### Exercise brief
Retype the data exactly. Spelling and punctuation stay as they are.

### Records supplied
PR #4235, opened 2026-09-05
[BugFix] Assert History chat-template round-trip role and content

### LINKED ISSUE #4221: [BUG] History.from_text round-trip test never asserts role/content
## Describe the bug

`History.from_text` round-trip coverage in `test/llm/test_data.py` is effectively dead. `TestHistory.test_history_round_trip` is supposed to check that `History -> apply_chat_template -> History.from_text` recovers the original roles and contents (whitespace-normalized). The role/content assertions never run, so a broken inverse parser still passes CI.

This is a **test bug**, not a request to change `History`.

## To Reproduce

The live test is `TestHistory.test_history_round_trip` in `test/llm/test_data.py` (starts at line 840). After the round-trip parse:

```884:899:test/llm/test_data.py
        def norm(x):
            if isinstance(x, list):
                return [re.sub(r"\\s+", " ", str(xx).strip()) for xx in x]
            return re.sub(r"\\s+", " ", str(x).strip())
            # Compare roles and content
            assert norm(parsed.role) == norm(
                history.role
            ), f"Roles do not match!\nOriginal: {history.role}\nParsed: {parsed.role}"
            assert norm(parsed.content) == norm(
                history.content
            ), f"Content does not match!\nOriginal: {history.content}\nParsed: {parsed.content}"

        # All messages should be complete
        assert all(
            parsed.is_complete
        ), f"All messages should be complete after round-trip. is_complete: {parsed.is_complete}"
```

Two independent problems:

1. **Dead asserts.** `norm()` returns immediately after `re.sub` (line 887). The role/content `assert`s on lines 889-894 sit after that `return`, so they are unreachable. `norm()` is never even called from the test body.
2. **Wrong regex.** `r"\\s+"` is a raw string that matches a literal backslash-s (`\s+`), not whitespace. Even if the asserts were moved out of the function, whitespace normalization would not happen. The same regex is copied into `test_history_round_trip_incomplete` at lines 965-968.

The only assertion that actually executes in `test_history_round_trip` is `assert all(parsed.is_complete)` (lines 897-899). Completeness of messages does not check that the parser recovered the right roles or contents.

A chat-template inverse parser that returned any complete `History` of the right length (or even a single complete dummy message, depending on `is_complete` broadcasting) would still pass this test.

## Expected behavior

After `History.from_text` of a string produced by `apply_chat_template`, the recovered roles and contents should match the original history, compared after real whitespace normalization (`re.sub(r"\s+", " ", ...)`). That is what the comments next to the dead asserts already describe.

`test_history_round_trip_incomplete` should use the same (fixed) normalizer if it keeps comparing roles.

Please un-indent / move the asserts out of `norm()`, fix the regex, and keep this as a test-only change.

## Screenshots

N/A

## System info

Observed on a source checkout of pytorch/rl at `1d3de3db`.

```python
# test/llm/test_data.py, TestHistory.test_history_round_trip
```

## Additional context

`test_history_round_trip_incomplete` (line 916) has the same broken `r"\\s+"` pattern, but its role asserts sit *outside* `norm()` so they do run. They still do not normalize whitespace as intended.

## Reason and Possible fixes

Move the two asserts out of `norm()` so they execute, and change `r"\\s+"` to `r"\s+"`. No `History` API change is needed.

## Checklist

YeonwooSung:
## Description

`TestHistory.test_history_round_trip` was supposed to check that `History -> apply_chat_template -> History.from_text` recovers the original roles and contents. The role/content asserts sat after `return` inside `norm()`, so they never ran, and `r"\\s+"` matched a literal backslash-s rather than whitespace. Only `assert all(parsed.is_complete)` executed.

This moves those asserts into the test body, uses `r"\s+"` for whitespace normalization, and applies the same regex fix in `test_history_round_trip_incomplete`. Qwen chats that do not start with a system message are xfailed: both History's qwen template and the official Qwen tokenizer template inject a default system turn, so that path cannot round-trip faithfully. The Qwen instruct / standard chat path still asserts role and content.

No `History` implementation change.

### Code example

Round-trip regression with a Qwen tokenizer (requires Transformers and the tokenizer files). The role/content assertions execute outside the normalization expression.

```python
import re
from transformers import AutoTokenizer
from torchrl.data.llm import History

tokenizer = AutoTokenizer.from_pretrained("Qwen/Qwen2.5-0.5B-Instruct")
history = History.from_chats([
    {"role": "system", "content": "Be brief."},
    {"role": "user", "content": "Hello  there"},
    {"role": "assistant", "content": "Hi!"},
])
text = history.apply_chat_template(
    tokenizer=tokenizer, add_generation_prompt=False, return_dict=False,
)
parsed = History.from_text(text, tokenizer=tokenizer)
assert list(parsed.role) == list(history.role)
assert [re.sub(r"\s+", " ", str(x).strip()) for x in parsed.content] == [
    re.sub(r"\s+", " ", str(x).strip()) for x in history.content
]
assert all(parsed.is_complete)
```

## Motivation and Context

A broken inverse parser that returned any complete `History` would still pass CI. The comments next to the dead asserts already described the intended check.

close #4221

## Types of changes

## Checklist

### DIFF
--- a/test/llm/test_data.py
+++ b/test/llm/test_data.py
@@ -843,7 +843,15 @@ The result is""",
         """Test round-trip conversion: History -> string -> History for various templates and tokenizers."""
         from transformers import AutoTokenizer
 
-        # Example chats
+        # Qwen chat templates (History's built-in template and the official
+        # tokenizer template) insert a default system message when the
+        # conversation does not start with one. The inverse parser then
+        # recovers that extra turn, so role/content cannot match the original.
+        if chat[0]["role"] != "system" and "qwen" in tokenizer_name.lower():
+            pytest.xfail(
+                "Qwen chat templates inject a default system message when the "
+                "conversation does not start with one"
+            )
 
         tokenizer = AutoTokenizer.from_pretrained(
             tokenizer_name, trust_remote_code=True
@@ -880,18 +888,19 @@ The result is""",
             chat_template_name=chat_template_name,
         )
 
-        # Normalize whitespace for comparison
+        # Normalize whitespace for comparison. Keep these asserts in the test
+        # body so a return inside the helper cannot make them dead again.
         def norm(x):
             if isinstance(x, list):
-                return [re.sub(r"\\s+", " ", str(xx).strip()) for xx in x]
-            return re.sub(r"\\s+", " ", str(x).strip())
-            # Compare roles and content
-            assert norm(parsed.role) == norm(
-                history.role
-            ), f"Roles do not match!\nOriginal: {history.role}\nParsed: {parsed.role}"
-            assert norm(parsed.content) == norm(
-                history.content
-            ), f"Content does not match!\nOriginal: {history.content}\nParsed: {parsed.content}"
+                return [re.sub(r"\s+", " ", str(xx).strip()) for xx in x]
+            return re.sub(r"\s+", " ", str(x).strip())
+
+        assert norm(parsed.role) == norm(
+            history.role
+        ), f"Roles do not match!\nOriginal: {history.role}\nParsed: {parsed.role}"
+        assert norm(parsed.content) == norm(
+            history.content
+        ), f"Content does not match!\nOriginal: {history.content}\nParsed: {parsed.content}"
 
         # All messages should be complete
         assert all(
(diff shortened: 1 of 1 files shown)


vmoens (approved):
LGTM!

### Solution for this exercise
PR #4235, opened 2026-09-05
[BugFix] Assert History chat-template round-trip role and content

### LINKED ISSUE #4221: [BUG] History.from_text round-trip test never asserts role/content
## Describe the bug

`History.from_text` round-trip coverage in `test/llm/test_data.py` is effectively dead. `TestHistory.test_history_round_trip` is supposed to check that `History -> apply_chat_template -> History.from_text` recovers the original roles and contents (whitespace-normalized). The role/content assertions never run, so a broken inverse parser still passes CI.

This is a **test bug**, not a request to change `History`.

## To Reproduce

The live test is `TestHistory.test_history_round_trip` in `test/llm/test_data.py` (starts at line 840). After the round-trip parse:

```884:899:test/llm/test_data.py
        def norm(x):
            if isinstance(x, list):
                return [re.sub(r"\\s+", " ", str(xx).strip()) for xx in x]
            return re.sub(r"\\s+", " ", str(x).strip())
            # Compare roles and content
            assert norm(parsed.role) == norm(
                history.role
            ), f"Roles do not match!\nOriginal: {history.role}\nParsed: {parsed.role}"
            assert norm(parsed.content) == norm(
                history.content
            ), f"Content does not match!\nOriginal: {history.content}\nParsed: {parsed.content}"

        # All messages should be complete
        assert all(
            parsed.is_complete
        ), f"All messages should be complete after round-trip. is_complete: {parsed.is_complete}"
```

Two independent problems:

1. **Dead asserts.** `norm()` returns immediately after `re.sub` (line 887). The role/content `assert`s on lines 889-894 sit after that `return`, so they are unreachable. `norm()` is never even called from the test body.
2. **Wrong regex.** `r"\\s+"` is a raw string that matches a literal backslash-s (`\s+`), not whitespace. Even if the asserts were moved out of the function, whitespace normalization would not happen. The same regex is copied into `test_history_round_trip_incomplete` at lines 965-968.

The only assertion that actually executes in `test_history_round_trip` is `assert all(parsed.is_complete)` (lines 897-899). Completeness of messages does not check that the parser recovered the right roles or contents.

A chat-template inverse parser that returned any complete `History` of the right length (or even a single complete dummy message, depending on `is_complete` broadcasting) would still pass this test.

## Expected behavior

After `History.from_text` of a string produced by `apply_chat_template`, the recovered roles and contents should match the original history, compared after real whitespace normalization (`re.sub(r"\s+", " ", ...)`). That is what the comments next to the dead asserts already describe.

`test_history_round_trip_incomplete` should use the same (fixed) normalizer if it keeps comparing roles.

Please un-indent / move the asserts out of `norm()`, fix the regex, and keep this as a test-only change.

## Screenshots

N/A

## System info

Observed on a source checkout of pytorch/rl at `1d3de3db`.

```python
# test/llm/test_data.py, TestHistory.test_history_round_trip
```

## Additional context

`test_history_round_trip_incomplete` (line 916) has the same broken `r"\\s+"` pattern, but its role asserts sit *outside* `norm()` so they do run. They still do not normalize whitespace as intended.

## Reason and Possible fixes

Move the two asserts out of `norm()` so they execute, and change `r"\\s+"` to `r"\s+"`. No `History` API change is needed.

## Checklist

YeonwooSung:
## Description

`TestHistory.test_history_round_trip` was supposed to check that `History -> apply_chat_template -> History.from_text` recovers the original roles and contents. The role/content asserts sat after `return` inside `norm()`, so they never ran, and `r"\\s+"` matched a literal backslash-s rather than whitespace. Only `assert all(parsed.is_complete)` executed.

This moves those asserts into the test body, uses `r"\s+"` for whitespace normalization, and applies the same regex fix in `test_history_round_trip_incomplete`. Qwen chats that do not start with a system message are xfailed: both History's qwen template and the official Qwen tokenizer template inject a default system turn, so that path cannot round-trip faithfully. The Qwen instruct / standard chat path still asserts role and content.

No `History` implementation change.

### Code example

Round-trip regression with a Qwen tokenizer (requires Transformers and the tokenizer files). The role/content assertions execute outside the normalization expression.

```python
import re
from transformers import AutoTokenizer
from torchrl.data.llm import History

tokenizer = AutoTokenizer.from_pretrained("Qwen/Qwen2.5-0.5B-Instruct")
history = History.from_chats([
    {"role": "system", "content": "Be brief."},
    {"role": "user", "content": "Hello  there"},
    {"role": "assistant", "content": "Hi!"},
])
text = history.apply_chat_template(
    tokenizer=tokenizer, add_generation_prompt=False, return_dict=False,
)
parsed = History.from_text(text, tokenizer=tokenizer)
assert list(parsed.role) == list(history.role)
assert [re.sub(r"\s+", " ", str(x).strip()) for x in parsed.content] == [
    re.sub(r"\s+", " ", str(x).strip()) for x in history.content
]
assert all(parsed.is_complete)
```

## Motivation and Context

A broken inverse parser that returned any complete `History` would still pass CI. The comments next to the dead asserts already described the intended check.

close #4221

## Types of changes

## Checklist

### DIFF
--- a/test/llm/test_data.py
+++ b/test/llm/test_data.py
@@ -843,7 +843,15 @@ The result is""",
         """Test round-trip conversion: History -> string -> History for various templates and tokenizers."""
         from transformers import AutoTokenizer
 
-        # Example chats
+        # Qwen chat templates (History's built-in template and the official
+        # tokenizer template) insert a default system message when the
+        # conversation does not start with one. The inverse parser then
+        # recovers that extra turn, so role/content cannot match the original.
+        if chat[0]["role"] != "system" and "qwen" in tokenizer_name.lower():
+            pytest.xfail(
+                "Qwen chat templates inject a default system message when the "
+                "conversation does not start with one"
+            )
 
         tokenizer = AutoTokenizer.from_pretrained(
             tokenizer_name, trust_remote_code=True
@@ -880,18 +888,19 @@ The result is""",
             chat_template_name=chat_template_name,
         )
 
-        # Normalize whitespace for comparison
+        # Normalize whitespace for comparison. Keep these asserts in the test
+        # body so a return inside the helper cannot make them dead again.
         def norm(x):
             if isinstance(x, list):
-                return [re.sub(r"\\s+", " ", str(xx).strip()) for xx in x]
-            return re.sub(r"\\s+", " ", str(x).strip())
-            # Compare roles and content
-            assert norm(parsed.role) == norm(
-                history.role
-            ), f"Roles do not match!\nOriginal: {history.role}\nParsed: {parsed.role}"
-            assert norm(parsed.content) == norm(
-                history.content
-            ), f"Content does not match!\nOriginal: {history.content}\nParsed: {parsed.content}"
+                return [re.sub(r"\s+", " ", str(xx).strip()) for xx in x]
+            return re.sub(r"\s+", " ", str(x).strip())
+
+        assert norm(parsed.role) == norm(
+            history.role
+        ), f"Roles do not match!\nOriginal: {history.role}\nParsed: {parsed.role}"
+        assert norm(parsed.content) == norm(
+            history.content
+        ), f"Content does not match!\nOriginal: {history.content}\nParsed: {parsed.content}"
 
         # All messages should be complete
         assert all(
(diff shortened: 1 of 1 files shown)


vmoens (approved):
LGTM!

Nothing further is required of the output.